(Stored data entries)
|---|
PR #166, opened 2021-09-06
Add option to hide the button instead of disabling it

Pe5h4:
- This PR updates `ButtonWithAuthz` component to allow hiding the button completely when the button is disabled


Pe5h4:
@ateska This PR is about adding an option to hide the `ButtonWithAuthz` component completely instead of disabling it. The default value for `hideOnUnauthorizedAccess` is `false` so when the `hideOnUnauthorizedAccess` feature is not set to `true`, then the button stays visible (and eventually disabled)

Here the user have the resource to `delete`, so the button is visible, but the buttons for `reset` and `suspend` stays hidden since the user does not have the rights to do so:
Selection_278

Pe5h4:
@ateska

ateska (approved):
|---|
EXERCISE
Could you restate every record word for word?

EXERCISE RESULT
PR #166, opened 2021-09-06
Add option to hide the button instead of disabling it

Pe5h4:
- This PR updates `ButtonWithAuthz` component to allow hiding the button completely when the button is disabled


Pe5h4:
@ateska This PR is about adding an option to hide the `ButtonWithAuthz` component completely instead of disabling it. The default value for `hideOnUnauthorizedAccess` is `false` so when the `hideOnUnauthorizedAccess` feature is not set to `true`, then the button stays visible (and eventually disabled)

Here the user have the resource to `delete`, so the button is visible, but the buttons for `reset` and `suspend` stays hidden since the user does not have the rights to do so:
Selection_278

Pe5h4:
@ateska

ateska (approved):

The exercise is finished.